Recently, however, I read an interesting article in the Journal of Creation by Ariel A. Roth, a biologist and student of sedimentary geology. [1] I found the article interesting not because I am an expert in geology but because the fundamental concepts appealed to my common sense as a layman. My summary of his article:


In Ariel A. Roth's article on "flat gaps," Roth indicates that the flat gaps, or paraconformities, between sedimentary sequences (layers) are a severe problem for long-age, uniformitarian geology. He argues that the large periods of time allegedly indicated by the gaps would produce evidence of erosion in the removal of "vast depths of sediment" and the production of "a highly irregular land surface," but such evidence is not present. He indicates that flat gaps "are very difficult to explain within the long-age uniformitarian paradigm and severely challenge the concept of millions of years" but that they "provide strong evidence for a young earth and are easily explained within its paradigm of the global biblical Flood."

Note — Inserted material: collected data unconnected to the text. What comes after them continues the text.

PR #1176, opened 2023-03-08
fix(inx): remove startup checks and revert influx update that breaks analytics

Alexandcoats:
# Description

This PR removes the unnecessary checks at startup that verify the protocol parameters. This behavior was also causing an issue where a protocol update would break Chronicle if the network name changed and Chronicle was restarted before it reached the milestone with the new params.

## Notes to Reviewer

#### INX Changes

### DIFF
--- a/Cargo.lock
+++ b/Cargo.lock
@@ -1279,9 +1279,9 @@ dependencies = [
 
 [[package]]
 name = "influxdb"
-version = "0.6.0"
+version = "0.5.2"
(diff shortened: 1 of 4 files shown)


Alex6323:
I think we shouldn't remove the protocol parameter's check, because it's conceivable that a user accidentally connects Chronicle to a different node running in a different network, and then this would corrupt the database. Most users won't have the knowledge to fix the database after this, and switching to a new network name while keeping the previous data is not a standart/normal use-case.

PR #1186, opened 2023-03-13
feat(cli)!: consolidate fill analytics once again

### LINKED ISSUE #1175: Allow CLI `fill-analytics` to be run using dates
## Description

Currently `fill-analytics` only accepts milestones as the range. It would be very helpful for some situations to alternatively accept dates.

Alexandcoats:
This PR re-merges `fill-analytics` and `fill-interval-analytics` while also allowing the `--start-date` and `--end-date` flags to determine the start and end milestones for per-milestone analytics. The rules for this are outlined in the CLI docs:

```
This commands accepts both milestone index and date ranges. The following rules apply:
- If both milestone and date are specified, the date will be used for interval analytics
while the milestone will be used for per-milestone analytics.
- If only the milestone is specified, the date will be inferred from the milestone timestamp.
- If only the date is specified, the milestone will be inferred from the available data from that date.
- If neither are specified, then the entire range of available data will be used.
```

I wish I had thought to do things this way before we released the analytics changes, but better late than never I guess 🤷‍♀️

## Linked Issues

* Closes #1175

## Notes to Reviewer

#### CLI Changes
* [ ] Run the new `fill-analytics` using various combinations of flags.

### DIFF
--- a/src/bin/inx-chronicle/cli/analytics.rs
+++ b/src/bin/inx-chronicle/cli/analytics.rs
@@ -23,7 +23,7 @@ use tracing::{debug, info};
 
 use crate::config::ChronicleConfig;
 
-/// This commands accepts both milestone index and date ranges. The following rules apply:
+/// This command accepts both milestone index and date ranges. The following rules apply:
 ///
 /// - If both milestone and date are specified, the date will be used for interval analytics
 /// while the milestone will be used for per-milestone analytics.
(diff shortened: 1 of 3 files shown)


src/bin/inx-chronicle/cli/analytics.rs
```diff
@@ -21,88 +23,178 @@ use tracing::{debug, info};
 
 use crate::config::ChronicleConfig;
 
+/// This commands accepts both milestone index and date ranges. The following rules apply:
```
Alex6323, line 26:
```suggestion
/// This command accepts both milestone index and date ranges. The following rules apply:
```

Alex6323 (approved):

PR #1187, opened 2023-03-14
chore(cleanup): Improve analytics measurement org

Alex6323:


Alexandcoats:
I don't like having influx-specific logic in our analytics, which are general purpose. If we ever update to influx 2 or use a different time series we would then need to change all of these files rather than just one place.

Alex6323:
Sure, but that's a hypothetical reason. I look at it from a reader perspective. If I want a good picture over our analytic types I want as much information as possible together in one file. This simplifies debugging or changes because I one change in that type only changes a single file rather than 2, and this is much more likely situation than the one that you described.

Alexandcoats:
Both are hypothetical reasons. I see your point but changing two files is much less burdensome than changing 16, in the worst cases.

Alex6323:
honestly, I am not worried about file changes. This PR didn't take long despite having to change all those. I am much more worried about stupid bugs like forgetting adding a new field to the influx query.

Alexandcoats:
The IDE isn't going to write a new time series implementation for you. Also, forgetting to add a field can easily happen even if the implementation is in the same file. The only way to guarantee we wouldn't forget is to use a property of rust which would not compile otherwise, and that would happen regardless of the locations.

Alex6323:
No, that's the only way we wouldn't forget it 100% of the time. I just want everything in one place because it's less likely to make such mistakes, not because it gives any guarantees.

Alexandcoats:
Okay, but let's say we implemented a way for the compiler to ensure we use all the fields. Then, does it matter if they are in the same file anymore? Wouldn't it in fact be better for them to be contained together for the reason I mentioned?

Alex6323:
didn't make it :cry:

PR #1188, opened 2023-03-14
chore(grafana): Don't interpolate before 1st datapoint in series

Alex6323:


Alexandcoats:
So strange. I still have never encountered this on my instance.

Alexandcoats:
So I found the [docs](https://grafana.com/docs/grafana/latest/panels-visualizations/visualizations/time-series/#line-interpolation) about that parameter. I don't think it has any relationship with the bug you are encountering.

PR #1191, opened 2023-03-14
fix(db): add parent-child table to avoid big index

### LINKED ISSUE #1190: `block_parents_index` is too big
### Bug description

On the shimmer beta chronicle instance, this index is almost 8GB. This is much too large. We must find a way to provide the benefits of an index without trying to keep all of that in memory. Perhaps a materialized view?

### Chronicle version

- Chronicle version: `1.0.0-beta.36`

Alexandcoats:
## Linked Issues

* Closes #1190

## Notes to Reviewer

#### API Changes
* [ ] Review the API documentation changes and confirm that it matches the actual functionality.
* [ ] Check for breaking changes in the API and matching (conventional) commit message prefix.

#### Database Changes

### DIFF
--- a/Cargo.lock
+++ b/Cargo.lock
@@ -364,7 +364,7 @@ checksum = "baf1de4339761588bc0619e3cbc0120ee582ebb74b53b4efbf79117bd2da40fd"
 
 [[package]]
 name = "chronicle"
-version = "1.0.0-beta.36"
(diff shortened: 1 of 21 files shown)


Alexandcoats:
Unfortunately this solution is not better than the current one 🤷‍♀️

PR #1199, opened 2023-03-20
fix(logging): cannot migrate error message

### LINKED ISSUE #1198: `Option` (implementation detail) leaks into log output
### Bug description

I don't like that the `Option` leaks into the log ... we should call `.unwrap_or(0)` on it.

image

Alex6323:
## Linked Issues

* Closes #1198

### DIFF
--- a/src/bin/inx-chronicle/migrations/mod.rs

So, a paraconformity (a type of unconformity) is a gap between parallel sedimentary layers. These gaps are supposed to represent millions of years where erosion took place or build-up did not take place. The problem, writes Roth, is that if these paraconformities really represented such long periods of time, they would not be as straight or uniform as they are. The many normal forces of erosion that are at work today, which often make our own land surfaces so complex and irregular, would also have been at work during the time represented by these gaps. And so these paraconformities would not, as a general rule, be straight or uniform but rather highly irregular in direction and shape.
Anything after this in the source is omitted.